DATA SHOWN.
"""

PR #404, opened 2023-04-18
pass operator data into Structure::MultigridPreconditioner update/init

richardschu:
The scaling factor for the mass operator was not passed into the MG levels in the structure module. At init and update, the scaling factors (and the evaluation time for the operators) are now passed to all levels and kept up to date.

"""

Beginning with the opening line and ending with the final one, transcribe the material exactly.

PR #404, opened 2023-04-18
pass operator data into Structure::MultigridPreconditioner update/init

richardschu:
The scaling factor for the mass operator was not passed into the MG levels in the structure module. At init and update, the scaling factors (and the evaluation time for the operators) are now passed to all levels and kept up to date.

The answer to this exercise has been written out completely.